Work instruction:
Give every entry again precisely as it appears.

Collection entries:
++++++++
PR #768, opened 2019-03-08
MH-13430, Fix Opencast Offline Builds

lkiesow:
The SMIL service tests required an internet connection to verify that
the test XML document is valid, causing the whole build to fail in an
offline environment.

### DIFF
--- a/modules/smil-impl/src/test/java/org/opencastproject/smil/impl/SmilServiceImplTest.java
+++ b/modules/smil-impl/src/test/java/org/opencastproject/smil/impl/SmilServiceImplTest.java
@@ -66,8 +66,7 @@ public class SmilServiceImplTest {
   /**
    * Test SMIL document
    */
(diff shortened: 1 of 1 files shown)


lkiesow:
To test this:

- build Opencast
- disconnect your machine from the internet and build again (the build will fail)
- apply the patch, stay offline and build again. It should now work

staubesv:
@lkiesow Hmm... not in the focus of this PR, but just wondering: Is it just the tests that fail without Internet connection or would a productive Opencast system also want to download the DTD to validate the XML document?

staubesv (approved):

lkiesow:
If in production the XML would contain a dtd then it would try to access the specs. At least the parser the smil service uses would do that.

staubesv:
Hmm... I've created https://opencast.jira.com/browse/MH-13435 as I don't think it is a good idea to validate the XML based on external resources.

lkiesow:
Are there references to external resources in the production smile XML files?

staubesv:
Good question. Will check.

PR #770, opened 2019-03-12
MH-13432 Remove unused modals "Job Details" and "Server Details"

staubesv:
The modals "Job details" and "Server details" are just mockups that are not in use.

The goal of this task is to remove them from the Opencast codebase.


lkiesow:
These are actually still referenced in the code though I guess that the references can just be removed as well:

```
.../admin-ui% grep -rn server-details-modal src
src/main/webapp/styles/views/modals/_modal-dialog.scss:26:    &#server-details-modal {
src/main/webapp/scripts/modules/systems/partials/serverActionsCell.html:1:<a data-open-modal="server-details-modal"
                                          
.../admin-ui% grep -rn job-details-modal src
src/main/webapp/scripts/modules/systems/partials/jobActionsCell.html:2:  data-open-modal="job-details-modal"
```

staubesv:
Good catch! Will update the PR tomorrow.

staubesv:
@lkiesow PR updated.

PR #771, opened 2019-03-13
MH-13381, Use Organization Identifier In Roles

lkiesow:
…instead of storing the whole organization and all its properties itself
since that causes a huge overhead when it comes to serialization of
users (and thus also workflows).

This patch uses a similar method to pull request #763 which means that this again does not need any migration of old data. They can still be used in their old form but new ones will not any longer include the whole organization.

Serialized roles now look like this (excerpt from a workflow instance XML):
```xml
<wf:workflow …>
  <wf:template>fast</wf:template>
  …
  <sec:creator>
    <sec:username>opencast_system_account</sec:username>
    <sec:name>System User</sec:name>
    <sec:provider>system</sec:provider>
    <sec:manageable>false</sec:manageable>
    <sec:roles>
      <sec:role>
        <sec:name>ROLE_ADMIN</sec:name>
        <sec:organizationid>mh_default_org</sec:organizationid>
        <sec:type>INTERNAL</sec:type>
      </sec:role>
      <sec:role>
        <sec:name>ROLE_SUDO</sec:name>
        <sec:organizationid>mh_default_org</sec:organizationid>
        <sec:type>INTERNAL</sec:type>
      </sec:role>
    </sec:roles>
    …
```


modules/common/src/main/java/org/opencastproject/security/api/JaxbRole.java
```diff
@@ -45,10 +47,12 @@
   @XmlElement(name = "description")
   protected String description;
 
-  /** The description */
   @XmlElement(name = "organization")
   protected JaxbOrganization organization;
 
+  @XmlElement(name = "organizationid")
```
staubesv: Maybe organization_id or organizationId for sake of readability?

smarquard: We have several precedents to choose from :-)

```
@XmlElement(name = "warning_state_trigger")
@XmlElement(name = "processingHost")
@XmlElement(name = "samplingrate")
```

but of these, camelCase seems to be the more common style used in our code base so far.

smarquard:
I've tested this and PR #763 by merging both into our 6.x dev system and they have the desired effect and do not seem to have broken anything.

modules/common/src/main/java/org/opencastproject/security/api/JaxbRole.java
lkiesow: In #763, I've switched to `organization-id` because of `execution-history` and `time-in-queue`, `fail-on-error`, `retry-strategy`, … it seemed to me that `-` was commonly used ;-D

I tend to use it here as well unless someone wants something else in particular.

staubesv: For me, organization-id is fine.

smarquard: Sounds good.

staubesv: @lkiesow #763 is merged, so let's go for organization-id ...

modules/common/src/main/java/org/opencastproject/security/api/JaxbRole.java
```diff
@@ -134,11 +157,15 @@ public String getDescription() {
 
   /**
    * {@inheritDoc}
-   *
-   * @see org.opencastproject.security.api.Role#getOrganization()
    */
-  public Organization getOrganization() {
-    return organization;
+  public String getOrganizationId() {
```
staubesv, line 160: Matter of taste thing: Personally, I would write

```
if (organizationId != null) {
  return organizationId;
} else if (organization != null) {
  return organization.getId();
} else {
  return null;
}
```

... but fine for me if you prefer the version without else if.

staubesv (dismissed):
Please rename organizationid to organization-id as discussed. Besides that, LGTM.

modules/common/src/main/java/org/opencastproject/security/api/JaxbRole.java
lkiesow: I'll keep the current version.

staubesv (approved):

PR #773, opened 2019-03-14
Make button `Edit on Github` link works on documentation page

miesgre:
The documentation page has a link `Edit on Github`, but the link does not work because is linking to an incorrect page.

This PR fix that. This allow people reading the documentation to fix errors easily.

### DIFF
--- a/docs/guides/admin/mkdocs.yml
+++ b/docs/guides/admin/mkdocs.yml
@@ -1,5 +1,6 @@
 site_name: Opencast - Administration Guide
-repo_url: https://github.com/opencast/opencast/tree/develop/docs/guides/admin/docs
+repo_url: https://github.com/opencast/opencast
+edit_uri: edit/r/6.x/docs/guides/admin/docs
 
 # Default theme used is readthedocs
 theme: readthedocs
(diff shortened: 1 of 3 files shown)


KatrinIhler:
This would work for 6.x, but would break if it's merged ahead into develop. Additionally, the URL would have to be updated for each new release branch. I wonder if there is a more permanent solution for this?

miesgre:
@KatrinIhler Yes, this works for `r/6.x`branch.. for develop we need to change the URL.

I can make a PR for develop also. Then each time a new branch is cut the URL needs to be modified and this can be done with a `sed` command.
Now, all pom.xml files are modified each time we make a new release.

KatrinIhler:
The link actually already works for develop, it was fixed a while ago.
And good point...

lkiesow:
**-1** to this. I'm strongly against introducing anything that needs manual intervention for every version change. I'm fine with just linking to develop (that's also already in the develop branch) to update new docs. Linking specific version could also cause people to create pull requests against inactive branches.

In any case, if you want specific link, please propose a fully automated process (e.g. solve it in JS).

miesgre:
For me it is ok to link to develop version. So, I'm closing this PR.

PR #774, opened 2019-03-14
MH-12139 Admin UI upload progress bar for event create with media upload

karendolan:
This pull causes a new event media upload to show a prominent yellow progress bar containing the percentage of upload across the top of the Admin UI, below the main banner.

The motivation is to let the user know what is going on the background when a large file upload is started and an indication of when it will be complete. Showing this information helps to stop the user from accidentally closing the browser, or starting another upload, or anything that will jeopardize the current large file upload. 

This pull adds a new resource, chieffancypants angular-loading-bar tool. There is already a chieffancypants hot key tool with the same license. The angular-loading-bar is included in the same way the first tool was included (a checked in bower_component). 

This pull also changes the behavior of the event success/fail notification, in that it does not automatically remove the notification after a few seconds, and it gives the notification a global context so the user can see it if the user has moved onto other tabs while the event was still being processed. 

Screen Shot 2019-03-14 at 5 33 13 PM


karendolan:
++++++++
Answer to this exercise:
PR #768, opened 2019-03-08
MH-13430, Fix Opencast Offline Builds

lkiesow:
The SMIL service tests required an internet connection to verify that
the test XML document is valid, causing the whole build to fail in an
offline environment.

### DIFF
--- a/modules/smil-impl/src/test/java/org/opencastproject/smil/impl/SmilServiceImplTest.java
+++ b/modules/smil-impl/src/test/java/org/opencastproject/smil/impl/SmilServiceImplTest.java
@@ -66,8 +66,7 @@ public class SmilServiceImplTest {
   /**
    * Test SMIL document
    */
(diff shortened: 1 of 1 files shown)


lkiesow:
To test this:

- build Opencast
- disconnect your machine from the internet and build again (the build will fail)
- apply the patch, stay offline and build again. It should now work

staubesv:
@lkiesow Hmm... not in the focus of this PR, but just wondering: Is it just the tests that fail without Internet connection or would a productive Opencast system also want to download the DTD to validate the XML document?

staubesv (approved):

lkiesow:
If in production the XML would contain a dtd then it would try to access the specs. At least the parser the smil service uses would do that.

staubesv:
Hmm... I've created https://opencast.jira.com/browse/MH-13435 as I don't think it is a good idea to validate the XML based on external resources.

lkiesow:
Are there references to external resources in the production smile XML files?

staubesv:
Good question. Will check.

PR #770, opened 2019-03-12
MH-13432 Remove unused modals "Job Details" and "Server Details"

staubesv:
The modals "Job details" and "Server details" are just mockups that are not in use.

The goal of this task is to remove them from the Opencast codebase.


lkiesow:
These are actually still referenced in the code though I guess that the references can just be removed as well:

```
.../admin-ui% grep -rn server-details-modal src
src/main/webapp/styles/views/modals/_modal-dialog.scss:26:    &#server-details-modal {
src/main/webapp/scripts/modules/systems/partials/serverActionsCell.html:1:<a data-open-modal="server-details-modal"
                                          
.../admin-ui% grep -rn job-details-modal src
src/main/webapp/scripts/modules/systems/partials/jobActionsCell.html:2:  data-open-modal="job-details-modal"
```

staubesv:
Good catch! Will update the PR tomorrow.

staubesv:
@lkiesow PR updated.

PR #771, opened 2019-03-13
MH-13381, Use Organization Identifier In Roles

lkiesow:
…instead of storing the whole organization and all its properties itself
since that causes a huge overhead when it comes to serialization of
users (and thus also workflows).

This patch uses a similar method to pull request #763 which means that this again does not need any migration of old data. They can still be used in their old form but new ones will not any longer include the whole organization.

Serialized roles now look like this (excerpt from a workflow instance XML):
```xml
<wf:workflow …>
  <wf:template>fast</wf:template>
  …
  <sec:creator>
    <sec:username>opencast_system_account</sec:username>
    <sec:name>System User</sec:name>
    <sec:provider>system</sec:provider>
    <sec:manageable>false</sec:manageable>
    <sec:roles>
      <sec:role>
        <sec:name>ROLE_ADMIN</sec:name>
        <sec:organizationid>mh_default_org</sec:organizationid>
        <sec:type>INTERNAL</sec:type>
      </sec:role>
      <sec:role>
        <sec:name>ROLE_SUDO</sec:name>
        <sec:organizationid>mh_default_org</sec:organizationid>
        <sec:type>INTERNAL</sec:type>
      </sec:role>
    </sec:roles>
    …
```


modules/common/src/main/java/org/opencastproject/security/api/JaxbRole.java
```diff
@@ -45,10 +47,12 @@
   @XmlElement(name = "description")
   protected String description;
 
-  /** The description */
   @XmlElement(name = "organization")
   protected JaxbOrganization organization;
 
+  @XmlElement(name = "organizationid")
```
staubesv: Maybe organization_id or organizationId for sake of readability?

smarquard: We have several precedents to choose from :-)

```
@XmlElement(name = "warning_state_trigger")
@XmlElement(name = "processingHost")
@XmlElement(name = "samplingrate")
```

but of these, camelCase seems to be the more common style used in our code base so far.

smarquard:
I've tested this and PR #763 by merging both into our 6.x dev system and they have the desired effect and do not seem to have broken anything.

modules/common/src/main/java/org/opencastproject/security/api/JaxbRole.java
lkiesow: In #763, I've switched to `organization-id` because of `execution-history` and `time-in-queue`, `fail-on-error`, `retry-strategy`, … it seemed to me that `-` was commonly used ;-D

I tend to use it here as well unless someone wants something else in particular.

staubesv: For me, organization-id is fine.

smarquard: Sounds good.

staubesv: @lkiesow #763 is merged, so let's go for organization-id ...

modules/common/src/main/java/org/opencastproject/security/api/JaxbRole.java
```diff
@@ -134,11 +157,15 @@ public String getDescription() {
 
   /**
    * {@inheritDoc}
-   *
-   * @see org.opencastproject.security.api.Role#getOrganization()
    */
-  public Organization getOrganization() {
-    return organization;
+  public String getOrganizationId() {
```
staubesv, line 160: Matter of taste thing: Personally, I would write

```
if (organizationId != null) {
  return organizationId;
} else if (organization != null) {
  return organization.getId();
} else {
  return null;
}
```

... but fine for me if you prefer the version without else if.

staubesv (dismissed):
Please rename organizationid to organization-id as discussed. Besides that, LGTM.

modules/common/src/main/java/org/opencastproject/security/api/JaxbRole.java
lkiesow: I'll keep the current version.

staubesv (approved):

PR #773, opened 2019-03-14
Make button `Edit on Github` link works on documentation page

miesgre:
The documentation page has a link `Edit on Github`, but the link does not work because is linking to an incorrect page.

This PR fix that. This allow people reading the documentation to fix errors easily.

### DIFF
--- a/docs/guides/admin/mkdocs.yml
+++ b/docs/guides/admin/mkdocs.yml
@@ -1,5 +1,6 @@
 site_name: Opencast - Administration Guide
-repo_url: https://github.com/opencast/opencast/tree/develop/docs/guides/admin/docs
+repo_url: https://github.com/opencast/opencast
+edit_uri: edit/r/6.x/docs/guides/admin/docs
 
 # Default theme used is readthedocs
 theme: readthedocs
(diff shortened: 1 of 3 files shown)


KatrinIhler:
This would work for 6.x, but would break if it's merged ahead into develop. Additionally, the URL would have to be updated for each new release branch. I wonder if there is a more permanent solution for this?

miesgre:
@KatrinIhler Yes, this works for `r/6.x`branch.. for develop we need to change the URL.

I can make a PR for develop also. Then each time a new branch is cut the URL needs to be modified and this can be done with a `sed` command.
Now, all pom.xml files are modified each time we make a new release.

KatrinIhler:
The link actually already works for develop, it was fixed a while ago.
And good point...

lkiesow:
**-1** to this. I'm strongly against introducing anything that needs manual intervention for every version change. I'm fine with just linking to develop (that's also already in the develop branch) to update new docs. Linking specific version could also cause people to create pull requests against inactive branches.

In any case, if you want specific link, please propose a fully automated process (e.g. solve it in JS).

miesgre:
For me it is ok to link to develop version. So, I'm closing this PR.

PR #774, opened 2019-03-14
MH-12139 Admin UI upload progress bar for event create with media upload

karendolan:
This pull causes a new event media upload to show a prominent yellow progress bar containing the percentage of upload across the top of the Admin UI, below the main banner.

The motivation is to let the user know what is going on the background when a large file upload is started and an indication of when it will be complete. Showing this information helps to stop the user from accidentally closing the browser, or starting another upload, or anything that will jeopardize the current large file upload. 

This pull adds a new resource, chieffancypants angular-loading-bar tool. There is already a chieffancypants hot key tool with the same license. The angular-loading-bar is included in the same way the first tool was included (a checked in bower_component). 

This pull also changes the behavior of the event success/fail notification, in that it does not automatically remove the notification after a few seconds, and it gives the notification a global context so the user can see it if the user has moved onto other tabs while the event was still being processed. 

Screen Shot 2019-03-14 at 5 33 13 PM


karendolan:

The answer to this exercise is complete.